The Primary Innovation Studio is in full Fall Mode, with students reaching for academic goals and maneuvering social exchanges (both good and challenging). The honeymoon’s over, and students’ true needs and colors are glimmering and beckoning. Among students’ needs and efforts, they are working within a structure. This has been a challenging piece for me in this space as the walls and materials beg for complete choice indulgence. While contemplating and studying 21st Century Educational spaces, most articles and ideas are focused on grades 6 and up–as students have more maturity to self monitor, self regulate and work independently. I don’t think that it will ever change that the majority of primary students (when in large group in one space) have to have routine, ritual and structure first before they can make those fabulous decisions that drive authentic inquiry and learning. I have really been feeling like a lone pioneer lately as there aren’t many novel examples of what the future primary classroom will look like. No one told me that this pilot would be easy, and stepping out of the old paradigm has been especially daunting over the past few weeks. I have quietly concluded that there are many structures in our traditional primary model that will not go away, unless young digital natives’ self control and stamina suddenly evolve–(Which will not happen, thank goodness!).
I do believe in choice for students. Alfie Kohn theorizes this better than anyone in an article which addresses student burnout and disengagement. (1993—bits and pieces..)
“Combine that fact with the premise that there is no minimum age for burnout, and the conclusion that emerges is this: much of what is disturbing about students’ attitudes and behavior may be a function of the fact that they have little to say about what happens to them all day. They are compelled to follow someone else’s rules, study someone else’s curriculum, and submit continually to someone else’s evaluation. The mystery, really, is not that so many students are indifferent about what they have to do in school but that any of them are not.
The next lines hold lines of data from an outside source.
PR #102, opened 2026-07-26
refactor(go): cut duplicated rule banks and tail indexes, sharpen the description

ericrisco:
Context-engineering pass on `skills/go/SKILL.md` per `scripts/skill-migration-brief.md` and `scripts/skill-rubric.md`. No substance changed: every version, command, figure and code block is byte-identical or moved verbatim.

## Numbers

| | Before | After |
|---|---|---|
| `description` chars | 658 | **344** (target ≤350) |
| SKILL.md bytes | 18750 | **15511** |
| SKILL.md lines | 438 | **390** (ceiling 400) |
| eval-lint | PASS | **PASS** (`should_trigger=7, should_not_trigger=6, capability=2`) |

## Description

Dropped the `Triggers - "write a Go service/handler", ...` keyword list and the inline idiom enumeration. That list is in context on every turn the skill is installed, invoked or not, and the model matches by meaning anyway. Added an explicit NOT boundary naming two real siblings so the description discriminates instead of merely covering:

> Use when writing, reviewing, testing, or shipping Go code and HTTP services: idioms, `%w` error wrapping, goroutine/context/errgroup concurrency, net/http 1.22 routing, log/slog, project layout, table-driven tests, Go hardening. NOT language-agnostic threat modeling (that is `secure-coding`), NOT Dockerfile/CI shipping (that is `deployment`).

## What went

- **"Use when" bullets** — a verbatim restatement of the description.
- **The 10-item "Decision rules" bank.** Nine of ten were already taught in their own section further down. Rather than delete them, each moved next to the step it governs: receivers → Idioms, ctx-first / `context.TODO()` → Concurrency, wrap every crossed boundary → Errors, validate at the boundary → Security, `go vet`/`staticcheck` as build failures → Testing, "clear over clever" → Early return. A rule in an appendix is skimmed; a rule in context is followed.
- **Six Quick-reference rows** (wrap error, classify error, route, log, shutdown, leak guard) — each duplicated a code block on the same page. The seven toolchain commands stay, retitled "Toolchain gate".
- **The Errors section's three-line anti-pattern note** — all three already in the anti-patterns table.
- **"See Also" + the local-references tail index.** Both restated links that already appear at point of use. The three sibling links survive in the new `## Boundary` section; the three `references/` links survive inline.
- **Project grounding** compressed from a 3-step procedure to one paragraph — same article path, same content list, same "recorded, not gated / never block" rule.

## What stayed, deliberately

- **The anti-patterns table, all twelve rows.** The rubric requires one, and these are concrete Go failure modes. With the decision-rule bank gone this table is now the single place they appear. Retitled from "Anti-patterns / rationalizations -> STOP" and recolumned `Anti-pattern | Do instead`, which drops the borrowed rationalization-table framing (rubric dim. 7) while preserving every recommendation verbatim.
- **The SDD new-feature gate**, verbatim — a shared house block across eight stack skills, and it points rather than restates.
- **All three `references/` links, inline.** `references/testing.md` is load-bearing beyond this skill: `skills/implement/SKILL.md:94` delegates Go test mechanics to `../go/references/testing.md`.
- **Every load-bearing fact untouched** — Go 1.22+ / 1.26 stable, `pgx v5`, TLS 1.2 floor, 1 MiB body cap, `errgroup` `SetLimit(8)`, all four `http.Server` timeouts, `govulncheck`, `ldflags` stamping, the 3-layer error boundary.

## Gates

- `bash scripts/eval-lint.sh` → `go PASS`
- Frontmatter parses as YAML; `name: go` matches the dir; `origin: risco` present.
- All `recommends` (`postgresdb`, `secure-coding`, `deployment`) resolve; all five `../<sibling>/SKILL.md` links resolve.
- No unlinked file under `skills/go/references/`.

### DIFF
--- a/skills/go/SKILL.md
+++ b/skills/go/SKILL.md
@@ -1,6 +1,6 @@
 ---
 name: go
-description: "Use when writing, reviewing, testing, securing, or shipping Go code or HTTP services - Go idioms (simplicity, useful zero value, accept-interfaces/return-structs, functional options, embedding), error wrapping with %w and errors.Is/As, goroutines/channels/context/errgroup concurrency, net/http with Go 1.22 routing, log/slog structured logging, graceful shutdown, cmd/-internal/-pkg/ layout, table-driven tests with httptest/-race/fuzz, and govulncheck/SQL-parametrization security. Triggers - \"write a Go service/handler\", \"review this Go code\", \"add tests\", \"fix a goroutine leak\", \"is this idiomatic Go\", .go files, go.mod, net/http, slog, chi, errgroup."
+description: "Use when writing, reviewing, testing, or shipping Go code and HTTP services: idioms, `%w` error wrapping, goroutine/context/errgroup concurrency, net/http 1.22 routing, log/slog, project layout, table-driven tests, Go hardening. NOT language-agnostic threat modeling (that is `secure-coding`), NOT Dockerfile/CI shipping (that is `deployment`)."
 tags: [go, golang, http, backend, service]
 recommends: [postgresdb, secure-coding, deployment]
 origin: risco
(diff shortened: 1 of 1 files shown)


ericrisco:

To be sure, there is nothing new about the idea that students should be able to participate, individually and collectively, in making decisions. This conviction has long played a role in schools designated as progressive, democratic, open, free, experimental, or alternative; in educational philosophies called developmental, constructivist, holistic, or learner-centered; in specific innovations such as whole-language learning, discovery-based science, or authentic assessment; and in the daily practice of teachers whose natural instinct is to treat children with respect.
This will not happen without tons of work beforehand. Young students must move within classroom spaces and boundaries which are umbrellaed by guidelines–many of these determined as a community together. Often the room has to stop, everyone has to regroup and discuss the learning that is (or isn’t) taking place. When gold nuggets arise naturally, that is the time to bring them to the “classroom table”, give some loud “woot-woots” and let the kids SEE what authentic inquiry LOOKS like. Young children are such copy cats by nature, and when they see the great stuff, they will emulate it. Is this easy? No. Are we making baby steps toward an environment in which students are actively engaged in choice and learning? Yes.